Benchmarking Segmentation Models with Mask-Preserved Attribute Editing

TL;DR

This work addresses the need to evaluate segmentation robustness to both local and global attribute variations by introducing a mask-preserved attribute editing pipeline that edits attributes in real images while keeping segmentation masks intact. The authors build Pascal-EA, a robustness benchmark derived from Pascal VOC, encompassing object-level attributes (color, material, pattern) and image-level styles (snow, painting, sketch). A diffusion-based editing framework with mask-guided attention and ControlNet yields edited images that preserve layout, enabling reliable evaluation of diverse segmentation models, including open-vocabulary approaches. Key findings reveal that local attribute changes are as influential as global style shifts, with material alterations posing the strongest impacts; moreover, stronger models do not automatically exhibit greater robustness, underscoring the need for attribute-aware evaluation and robustness improvements.

Abstract

When deploying segmentation models in practice, it is critical to evaluate their behaviors in varied and complex scenes. Different from the previous evaluation paradigms only in consideration of global attribute variations (e.g. adverse weather), we investigate both local and global attribute variations for robustness evaluation. To achieve this, we construct a mask-preserved attribute editing pipeline to edit visual attributes of real images with precise control of structural information. Therefore, the original segmentation labels can be reused for the edited images. Using our pipeline, we construct a benchmark covering both object and image attributes (e.g. color, material, pattern, style). We evaluate a broad variety of semantic segmentation models, spanning from conventional close-set models to recent open-vocabulary large models on their robustness to different types of variations. We find that both local and global attribute variations affect segmentation performances, and the sensitivity of models diverges across different variation types. We argue that local attributes have the same importance as global attributes, and should be considered in the robustness evaluation of segmentation models. Code: https://github.com/PRIS-CV/Pascal-EA.
Paper Structure (11 sections, 4 equations, 5 figures, 6 tables)
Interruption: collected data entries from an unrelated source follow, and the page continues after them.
PR #3110, opened 2026-07-31
fix(claude-code): keep project resolution stable when the worktree is gone

### LINKED ISSUE #3096: Claude Code: deleted subagent worktrees create orphan agent-* banks

jouve:
Fixes #3096.

## The failure

`_resolve_project_name()` probes `cwd` with `git rev-parse --git-common-dir`. The `Stop` retain hook is asynchronous, so an ephemeral subagent worktree can already have been removed by the time it runs. The probe fails, the basename fallback takes over, and the leaf directory becomes the project identity — the reported session produced five orphan `agent-<hash>` banks, one of them holding 598 memory units that belonged to the repository.

## The fix

`CLAUDE_PROJECT_DIR` is probed before falling back to the basename. Claude Code exports the project root into the hook process, and unlike the `cwd` carried on the hook's stdin — [documented](https://code.claude.com/docs/en/hooks) as *"the current working directory when the hook is invoked"* — it does not follow the agent.

Measured on Claude Code 2.1.220, with a hook logging both values across an `EnterWorktree` call:

```
event              = PostToolUse
CLAUDE_PROJECT_DIR = /tmp/myproject
stdin cwd          = /tmp/myproject/.claude/worktrees/test3
```

So the value that survives the worktree's deletion is exactly the one that still names the repository.

## Why no second fallback

The issue suggests retrying from the nearest existing ancestor of `cwd`. That works too, but it is redundant here: `CLAUDE_PROJECT_DIR` has been exported to hook commands since Claude Code **1.0.58** (*"Hooks: Added CLAUDE_PROJECT_DIR env var for hook commands"*), long before this plugin existed. Should it ever be missing, the empty candidate is skipped without spawning git and resolution degrades to today's behaviour.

This paper contains 11 sections, 4 equations, 5 figures, 6 tables.

Figures (5)

  • Figure 1: The illustration of the motivation of our work. Left: Our mask-preserved attribute editing pipeline generates testing images with various attribute changes for evaluating the robustness of segmentation methods to attribute variations. Right: The average performance drop of segmentation models on our generated data, shows the sensitivity to different types of attribute variations.
  • Figure 2: The illustration of our mask-preserved attribute editing pipeline. (1) We construct the Attribute Set which defines local and global variations. (2) We edit real images with different attribute variations with the collaboration of the large language model and diffusion model. (3) The robustness of segmentation models can be evaluated on the edited images against various types of attribute variations.
  • Figure 3: The illustration of block in our method. Our attention mechanism utilizes an object mask to rectify attention maps in self-attention and cross-attention layers. We adopt ControlNet block controlnet to further restrict the semantic layout.
  • Figure 4: Average mIoU ($\uparrow$) of all segmentation methods under the combination of two different attribute variations.
  • Figure 5: Qualitative comparison of edited images. Left: Manipulating object color in Pascal VOC pascal. Right: Changing to snowy day in Cityscapes cityscapes. Our method achieves the best performance in structure preservation and object consistency.